-------- Provided data --------
PR #1802, opened 2024-07-16
Remove downloading result from external url

kt474:
### Summary

From a slack conversation with @daka1510 regarding when `_download_external_result` was first added [here](https://github.com/Qiskit/qiskit-ibm-runtime/pull/709) to support osprey

> We have now cleaned up the corresponding code on the server-side to support this special result flow. Feel free to remove it from the SDK, too, if no one in this group objects.
Allowing clients to fetch data from COS directly via the SDK might become a priority again, but probably not follow this design with pre-signed URLs. Since it's all unclear right now, it's probably not a good idea to keep this code around.

### Details and comments
Fixes #

### DIFF
--- a/test/unit/test_circuit_runner_job.py
+++ b/test/unit/test_circuit_runner_job.py
@@ -62,9 +62,6 @@ class FakeCircuitRunnerJob(RuntimeJob):
         """
         return JOB_FINAL_STATES
 
-    def _download_external_result(self, response: Any) -> Any:
-        return self._data
-
     def submit(self) -> None:
         """Fake submit"""
         pass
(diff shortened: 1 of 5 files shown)


test/unit/test_circuit_runner_job.py
```diff
@@ -34,6 +34,7 @@ def __init__(self, data: Any) -> None:
         """
         self._data = data
         api_client = MagicMock()
+        api_client.job_results = MagicMock(return_value=self._data)
```
ptristan3, line 37: Why is this line added? It seems to have no relation to the PR we want to revert

kt474: In `test_circuit_metadata_ndarray` we were mocking `_download_external_result` to just return the data given so since that method has been removed, i'm mocking `job_results()`

ptristan3 (approved):

PR #1804, opened 2024-07-16
Deprecate passing backend as a string

### LINKED ISSUE #1787: Deprecate passing a string for backend

Related to #1681. 

Today we allow one to pass the backend name (string) when initializing Sampler/Estimator/Session/Batch, for example, you can do

```python
sampler = SamplerV2(backend="ibm_osaka")
```

This would actually call QiskitRuntimeService() (i.e. use your default account setting) under the cover, which can be a surprise to people if the default channel or h/g/p is not what they want to use.

Furthermore, some people would do

```python
service = QiskitRuntimeService(name="foo")
sampler = SamplerV2(backend="ibm_osaka")
```

In the past this would cause confusion because it would actually use the default account instead of the account named `foo`. To address this, we [added code](https://github.com/Qiskit/qiskit-ibm-runtime/pull/955) to use the last-initialize account instead of the default one. But this was also inferring user's intent and contradicts with the [docstring](https://github.com/Qiskit/qiskit-ibm-runtime/blob/fd3f1055f4a51f4c6d7ffaca574a5cb446a7da08/qiskit_ibm_runtime/sampler.py#L87) which says `If a name is specified, the default account is used`. 

To make the account selection more explicit, we can 1) make both `service` and `backend` required or 2) disallow passing a string for `backend`. 

With the ISA circuit requirement, people are more likely to initialize a backend object now to do transpilation, so (2) seems to be the better choice. 

**Acceptance criteria**

- Deprecate passing a string for `backend` when initializing `Session`, `Batch`, `SamplerV2` and `EstimatorV2`.

kt474:
### Details and comments
Fixes #1787

### DIFF
--- a/qiskit_ibm_runtime/batch.py
+++ b/qiskit_ibm_runtime/batch.py
@@ -18,6 +18,7 @@ from qiskit.providers.backend import BackendV1, BackendV2
 
 from qiskit_ibm_runtime import QiskitRuntimeService
 from .session import Session
+from .utils.deprecation import issue_deprecation_msg
 
 
 class Batch(Session):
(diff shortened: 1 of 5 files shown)


ptristan3 (approved):

jyu00:
@kt474 before we release this, can you also deprecate passing `service` to `Session` and `Batch`? Since we can extract `service` from the `backend` instance.

kt474:
> @kt474 before we release this, can you also deprecate passing `service` to `Session` and `Batch`? Since we can extract `service` from the `backend` instance.

Added in https://github.com/Qiskit/qiskit-ibm-runtime/pull/1826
--------
- **Instructions to follow**
Exactly as written above, copy every line.

- **Solution to this exercise**
PR #1802, opened 2024-07-16
Remove downloading result from external url

kt474:
### Summary

From a slack conversation with @daka1510 regarding when `_download_external_result` was first added [here](https://github.com/Qiskit/qiskit-ibm-runtime/pull/709) to support osprey

> We have now cleaned up the corresponding code on the server-side to support this special result flow. Feel free to remove it from the SDK, too, if no one in this group objects.
Allowing clients to fetch data from COS directly via the SDK might become a priority again, but probably not follow this design with pre-signed URLs. Since it's all unclear right now, it's probably not a good idea to keep this code around.

### Details and comments
Fixes #

### DIFF
--- a/test/unit/test_circuit_runner_job.py
+++ b/test/unit/test_circuit_runner_job.py
@@ -62,9 +62,6 @@ class FakeCircuitRunnerJob(RuntimeJob):
         """
         return JOB_FINAL_STATES
 
-    def _download_external_result(self, response: Any) -> Any:
-        return self._data
-
     def submit(self) -> None:
         """Fake submit"""
         pass
(diff shortened: 1 of 5 files shown)


test/unit/test_circuit_runner_job.py
```diff
@@ -34,6 +34,7 @@ def __init__(self, data: Any) -> None:
         """
         self._data = data
         api_client = MagicMock()
+        api_client.job_results = MagicMock(return_value=self._data)
```
ptristan3, line 37: Why is this line added? It seems to have no relation to the PR we want to revert

kt474: In `test_circuit_metadata_ndarray` we were mocking `_download_external_result` to just return the data given so since that method has been removed, i'm mocking `job_results()`

ptristan3 (approved):

PR #1804, opened 2024-07-16
Deprecate passing backend as a string

### LINKED ISSUE #1787: Deprecate passing a string for backend

Related to #1681. 

Today we allow one to pass the backend name (string) when initializing Sampler/Estimator/Session/Batch, for example, you can do

```python
sampler = SamplerV2(backend="ibm_osaka")
```

This would actually call QiskitRuntimeService() (i.e. use your default account setting) under the cover, which can be a surprise to people if the default channel or h/g/p is not what they want to use.

Furthermore, some people would do

```python
service = QiskitRuntimeService(name="foo")
sampler = SamplerV2(backend="ibm_osaka")
```

In the past this would cause confusion because it would actually use the default account instead of the account named `foo`. To address this, we [added code](https://github.com/Qiskit/qiskit-ibm-runtime/pull/955) to use the last-initialize account instead of the default one. But this was also inferring user's intent and contradicts with the [docstring](https://github.com/Qiskit/qiskit-ibm-runtime/blob/fd3f1055f4a51f4c6d7ffaca574a5cb446a7da08/qiskit_ibm_runtime/sampler.py#L87) which says `If a name is specified, the default account is used`. 

To make the account selection more explicit, we can 1) make both `service` and `backend` required or 2) disallow passing a string for `backend`. 

With the ISA circuit requirement, people are more likely to initialize a backend object now to do transpilation, so (2) seems to be the better choice. 

**Acceptance criteria**

- Deprecate passing a string for `backend` when initializing `Session`, `Batch`, `SamplerV2` and `EstimatorV2`.

kt474:
### Details and comments
Fixes #1787

### DIFF
--- a/qiskit_ibm_runtime/batch.py
+++ b/qiskit_ibm_runtime/batch.py
@@ -18,6 +18,7 @@ from qiskit.providers.backend import BackendV1, BackendV2
 
 from qiskit_ibm_runtime import QiskitRuntimeService
 from .session import Session
+from .utils.deprecation import issue_deprecation_msg
 
 
 class Batch(Session):
(diff shortened: 1 of 5 files shown)


ptristan3 (approved):

jyu00:
@kt474 before we release this, can you also deprecate passing `service` to `Session` and `Batch`? Since we can extract `service` from the `backend` instance.

kt474:
> @kt474 before we release this, can you also deprecate passing `service` to `Session` and `Batch`? Since we can extract `service` from the `backend` instance.

Added in https://github.com/Qiskit/qiskit-ibm-runtime/pull/1826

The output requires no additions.